▶ **WORK TO BE COMPLETED**
Transcribe the data below verbatim from the line with "PR #2143, opened 2022-06-27" to the line with "Could a new". Include both of those lines.
START DATASET CONTENT
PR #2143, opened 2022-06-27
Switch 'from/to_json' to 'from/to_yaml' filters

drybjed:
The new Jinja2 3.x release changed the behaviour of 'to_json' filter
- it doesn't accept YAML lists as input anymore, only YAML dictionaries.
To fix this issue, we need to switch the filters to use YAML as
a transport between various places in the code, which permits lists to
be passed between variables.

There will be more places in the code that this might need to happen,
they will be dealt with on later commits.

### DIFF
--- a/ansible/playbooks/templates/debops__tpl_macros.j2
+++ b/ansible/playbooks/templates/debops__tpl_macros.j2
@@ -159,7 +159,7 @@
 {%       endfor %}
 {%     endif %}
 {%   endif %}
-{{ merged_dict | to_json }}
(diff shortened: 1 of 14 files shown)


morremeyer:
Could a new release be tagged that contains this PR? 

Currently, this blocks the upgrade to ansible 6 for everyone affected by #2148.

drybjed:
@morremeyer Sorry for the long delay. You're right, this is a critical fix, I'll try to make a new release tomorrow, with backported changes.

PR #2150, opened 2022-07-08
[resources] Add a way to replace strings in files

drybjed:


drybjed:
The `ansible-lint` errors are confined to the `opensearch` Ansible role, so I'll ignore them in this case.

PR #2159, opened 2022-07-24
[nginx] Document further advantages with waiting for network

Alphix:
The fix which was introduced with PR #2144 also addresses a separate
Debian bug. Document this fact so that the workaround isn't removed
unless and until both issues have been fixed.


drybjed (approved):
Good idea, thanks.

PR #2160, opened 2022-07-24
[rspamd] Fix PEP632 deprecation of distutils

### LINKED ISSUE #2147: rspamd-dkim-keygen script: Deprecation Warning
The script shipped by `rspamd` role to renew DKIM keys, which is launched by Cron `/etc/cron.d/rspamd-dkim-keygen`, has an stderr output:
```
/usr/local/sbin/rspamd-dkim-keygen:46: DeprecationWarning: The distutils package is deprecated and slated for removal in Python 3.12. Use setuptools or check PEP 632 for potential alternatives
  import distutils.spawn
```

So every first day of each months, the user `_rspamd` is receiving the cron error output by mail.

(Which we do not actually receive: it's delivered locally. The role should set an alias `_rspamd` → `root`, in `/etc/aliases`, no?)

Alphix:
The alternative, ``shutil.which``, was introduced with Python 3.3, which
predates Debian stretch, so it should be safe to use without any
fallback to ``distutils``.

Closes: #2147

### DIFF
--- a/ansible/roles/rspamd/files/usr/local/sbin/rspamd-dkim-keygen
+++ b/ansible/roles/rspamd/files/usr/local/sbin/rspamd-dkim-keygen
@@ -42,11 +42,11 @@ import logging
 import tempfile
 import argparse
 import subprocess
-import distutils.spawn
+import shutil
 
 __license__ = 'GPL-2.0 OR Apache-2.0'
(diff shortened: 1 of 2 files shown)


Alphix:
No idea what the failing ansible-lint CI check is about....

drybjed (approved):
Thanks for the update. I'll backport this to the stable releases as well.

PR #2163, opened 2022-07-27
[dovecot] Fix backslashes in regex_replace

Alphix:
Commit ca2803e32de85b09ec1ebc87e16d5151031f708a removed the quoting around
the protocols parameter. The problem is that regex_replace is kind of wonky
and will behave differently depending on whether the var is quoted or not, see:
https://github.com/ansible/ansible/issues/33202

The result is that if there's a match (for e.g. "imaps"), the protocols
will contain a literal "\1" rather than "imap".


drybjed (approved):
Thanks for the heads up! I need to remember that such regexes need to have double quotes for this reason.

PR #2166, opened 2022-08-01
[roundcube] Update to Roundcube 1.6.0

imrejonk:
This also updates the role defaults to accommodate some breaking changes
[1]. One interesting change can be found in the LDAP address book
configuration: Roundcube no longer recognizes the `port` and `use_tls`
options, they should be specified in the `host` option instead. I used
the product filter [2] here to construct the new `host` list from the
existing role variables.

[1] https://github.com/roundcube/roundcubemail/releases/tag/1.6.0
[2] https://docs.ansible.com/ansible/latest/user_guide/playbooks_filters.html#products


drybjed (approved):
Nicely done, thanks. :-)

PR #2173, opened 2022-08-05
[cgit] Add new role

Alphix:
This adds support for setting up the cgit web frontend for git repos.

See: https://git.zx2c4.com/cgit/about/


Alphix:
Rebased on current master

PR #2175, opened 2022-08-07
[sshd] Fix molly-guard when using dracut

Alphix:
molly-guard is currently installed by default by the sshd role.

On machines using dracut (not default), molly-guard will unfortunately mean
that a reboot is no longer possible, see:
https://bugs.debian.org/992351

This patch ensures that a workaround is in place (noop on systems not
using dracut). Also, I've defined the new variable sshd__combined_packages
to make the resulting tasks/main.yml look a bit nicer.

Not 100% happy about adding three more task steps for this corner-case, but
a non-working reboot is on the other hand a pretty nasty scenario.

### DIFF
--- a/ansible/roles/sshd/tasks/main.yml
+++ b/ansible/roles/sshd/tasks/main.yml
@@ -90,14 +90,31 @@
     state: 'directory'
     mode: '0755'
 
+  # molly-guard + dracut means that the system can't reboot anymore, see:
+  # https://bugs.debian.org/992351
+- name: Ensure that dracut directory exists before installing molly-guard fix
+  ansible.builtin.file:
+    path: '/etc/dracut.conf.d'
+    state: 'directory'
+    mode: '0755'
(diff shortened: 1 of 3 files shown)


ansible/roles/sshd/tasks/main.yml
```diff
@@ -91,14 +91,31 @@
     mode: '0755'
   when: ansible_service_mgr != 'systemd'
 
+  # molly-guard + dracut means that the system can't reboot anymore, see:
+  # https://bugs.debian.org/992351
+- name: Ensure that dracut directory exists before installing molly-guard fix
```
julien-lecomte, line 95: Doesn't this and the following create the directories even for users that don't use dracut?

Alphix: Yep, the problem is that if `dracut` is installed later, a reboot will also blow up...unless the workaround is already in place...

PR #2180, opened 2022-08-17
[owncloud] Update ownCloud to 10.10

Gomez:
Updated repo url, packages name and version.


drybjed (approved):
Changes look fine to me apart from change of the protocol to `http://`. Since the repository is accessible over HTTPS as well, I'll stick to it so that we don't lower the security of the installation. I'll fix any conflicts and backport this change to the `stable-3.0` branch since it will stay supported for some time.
END DATASET CONTENT
START DATASET CONTENT
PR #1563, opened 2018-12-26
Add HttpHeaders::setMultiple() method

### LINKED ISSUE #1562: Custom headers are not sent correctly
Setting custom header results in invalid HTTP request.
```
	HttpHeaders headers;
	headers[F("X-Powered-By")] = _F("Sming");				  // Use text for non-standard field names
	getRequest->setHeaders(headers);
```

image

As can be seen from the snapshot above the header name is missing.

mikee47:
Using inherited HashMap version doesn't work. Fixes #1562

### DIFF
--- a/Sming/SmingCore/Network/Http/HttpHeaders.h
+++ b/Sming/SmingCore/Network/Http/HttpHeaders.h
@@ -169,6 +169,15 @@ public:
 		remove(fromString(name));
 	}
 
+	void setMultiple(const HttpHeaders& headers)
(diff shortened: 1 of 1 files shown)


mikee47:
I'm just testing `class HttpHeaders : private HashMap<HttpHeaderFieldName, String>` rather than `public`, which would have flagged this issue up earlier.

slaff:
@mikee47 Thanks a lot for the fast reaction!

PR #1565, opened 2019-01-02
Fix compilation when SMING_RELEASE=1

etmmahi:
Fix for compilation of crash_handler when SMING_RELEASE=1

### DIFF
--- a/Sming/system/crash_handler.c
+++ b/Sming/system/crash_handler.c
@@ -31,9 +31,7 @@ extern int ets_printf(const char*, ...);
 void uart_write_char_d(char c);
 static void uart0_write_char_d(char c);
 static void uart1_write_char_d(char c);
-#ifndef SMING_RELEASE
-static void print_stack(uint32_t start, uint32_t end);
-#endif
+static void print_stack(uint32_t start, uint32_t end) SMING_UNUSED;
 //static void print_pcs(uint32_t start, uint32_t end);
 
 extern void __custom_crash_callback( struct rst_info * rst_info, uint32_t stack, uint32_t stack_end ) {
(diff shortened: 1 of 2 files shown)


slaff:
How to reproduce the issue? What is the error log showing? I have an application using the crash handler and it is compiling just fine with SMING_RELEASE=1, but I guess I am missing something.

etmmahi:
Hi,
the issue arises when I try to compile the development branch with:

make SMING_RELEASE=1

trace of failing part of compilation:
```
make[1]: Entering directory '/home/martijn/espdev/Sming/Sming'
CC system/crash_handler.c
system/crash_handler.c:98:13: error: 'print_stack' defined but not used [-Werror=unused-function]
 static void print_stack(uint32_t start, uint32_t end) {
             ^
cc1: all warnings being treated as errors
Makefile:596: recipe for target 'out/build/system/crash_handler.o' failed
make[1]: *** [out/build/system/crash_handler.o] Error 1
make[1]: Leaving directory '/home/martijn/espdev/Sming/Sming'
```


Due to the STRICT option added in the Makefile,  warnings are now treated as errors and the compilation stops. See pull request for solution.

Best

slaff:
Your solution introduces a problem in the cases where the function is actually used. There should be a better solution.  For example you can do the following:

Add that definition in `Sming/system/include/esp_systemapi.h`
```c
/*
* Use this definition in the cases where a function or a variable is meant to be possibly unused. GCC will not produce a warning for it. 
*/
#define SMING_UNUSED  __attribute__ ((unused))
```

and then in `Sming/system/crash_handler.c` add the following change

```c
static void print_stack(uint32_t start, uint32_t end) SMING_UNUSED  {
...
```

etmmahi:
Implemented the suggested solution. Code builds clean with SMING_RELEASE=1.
END DATASET CONTENT
START DATASET CONTENT
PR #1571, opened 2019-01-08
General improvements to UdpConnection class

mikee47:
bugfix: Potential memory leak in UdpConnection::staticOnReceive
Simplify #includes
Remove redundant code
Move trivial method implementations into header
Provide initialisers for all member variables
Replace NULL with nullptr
END DATASET CONTENT
▶ **RESPONSE BELOW**
PR #2143, opened 2022-06-27
Switch 'from/to_json' to 'from/to_yaml' filters

drybjed:
The new Jinja2 3.x release changed the behaviour of 'to_json' filter
- it doesn't accept YAML lists as input anymore, only YAML dictionaries.
To fix this issue, we need to switch the filters to use YAML as
a transport between various places in the code, which permits lists to
be passed between variables.

There will be more places in the code that this might need to happen,
they will be dealt with on later commits.

### DIFF
--- a/ansible/playbooks/templates/debops__tpl_macros.j2
+++ b/ansible/playbooks/templates/debops__tpl_macros.j2
@@ -159,7 +159,7 @@
 {%       endfor %}
 {%     endif %}
 {%   endif %}
-{{ merged_dict | to_json }}
(diff shortened: 1 of 14 files shown)


morremeyer:
Could a new release be tagged that contains this PR? 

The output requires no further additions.